What a horrible FPP this is

It's not the FPP that is horrible as much as it is your commenting behavior (frequent, pointedly contrarian, obnoxious).
posted by ericost at 5:40 AM on April 12, 2011 [15 favorites]


because you drank SAS's marketing kool-aid.
I did not. but see if you can find a press release from SAS. you're just way too cynical.

You also didn't do the 6 things I asked you to.
how dare I, right.

Also, where are you getting these CatII, CatIII conditions that would make a helicopter unable to be used from?
again: the commenter mentions that on a previous day the same beech 200 was unable to perform such a flight because it isn't certified to land in those conditions. who knows about the helis. sea kings are most often used for search and rescue missions, not transport.

Why did they make this dude
seems like this dude was a lady.

Also, why are you so defensive
I am not. you are just overly cynical.
posted by krautland at 5:40 AM on April 12, 2011 [3 favorites]


I'm never serving you Folgers Coffee again, hal_c_on. It makes you testy.
posted by ardgedee at 5:41 AM on April 12, 2011


Having lived in Norway for over 5 years, it's believable that they rerouted planes to make it happen for the patient. It's not believable that they did it because some whizzkid in SAS marketing (Snarketing?) spotted an opportunity. As Dr. E's friend said, that's just how things are in Norway.

Norwegians are pretty laid back about these kinds of delays, so you wouldn't have a near riot like you do elsewhere. We once got bumped because of landslides in Bergen and moved to the Stavanger flight from Aberdeen and everyone queued up patiently instead of stampeding the check-in desk.
posted by arcticseal at 5:42 AM on April 12, 2011 [2 favorites]


Aaleslund airport also has a squadron of 12 Norwegian Air Ambulance Beech King Air B200 ambulance planes.

I think you're misreading, and that this is the total number they operate for the whole country. Given that Ålesund is a rather small airport, I doubt they have more than one, which possibly needs to be reserved for even more serious cases (life-and-death).
posted by Dumsnill at 5:43 AM on April 12, 2011 [1 favorite]


Quite frankly SAS is not good enough at marketing to pull this off as a stunt, they have good technical capabilities, but it is not a well run airline.
posted by atrazine at 5:44 AM on April 12, 2011 [1 favorite]

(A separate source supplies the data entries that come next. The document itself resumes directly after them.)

PR #301, opened 2025-10-07
chore: provide a structured bug template

Lightning00Blade:
I think this will help people structure what is needed more easily.
The current version does not restrict anything so it's as close as a no-op as possible

TODO: I need to look in how to add the screenshot part back.


.github/ISSUE_TEMPLATE/bug.yml
```diff
@@ -0,0 +1,73 @@
+name: Bug report
+description: File a bug report for chrome-devtools-mcp
+title: '[Bug] '
```
sebastianbenz: Should we prefix bugs with a title? This is redundant to labels

sebastianbenz: Speaking of, can we add the `bug` label here?

Lightning00Blade: So recently GitHub added a type for issues, but I can't find how to set it in the docs.
But I see we heavily use the label, so I will add for now.
As for the Prefix I think we can omit it for now, to keep it as simple transition as possible.

Lightning00Blade: Done

.github/ISSUE_TEMPLATE/01-bug.yml
```diff
@@ -0,0 +1,73 @@
+name: Bug report
```
Lightning00Blade, line 1: The files are always show in an alphanumerical order so we prefix it with 01 to make sure its the first one.

sebastianbenz (approved):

hal_c_on As others have pointed out, your own Wikipedia link shows that the Norwegian Air Ambulance has 12 planes for the whole of Norway. Considering that Aalesund is their smallest station, there may very well not have been a single air ambulance plane there at the time. The same goes for choppers: Norway is oil platform country, and helos are kept quite busy there. Everything also depends of the weather conditions in Aalesund and Bergen at the time. 737s are certified to land with weather conditions that would not be acceptable for the air ambulance's planes and choppers.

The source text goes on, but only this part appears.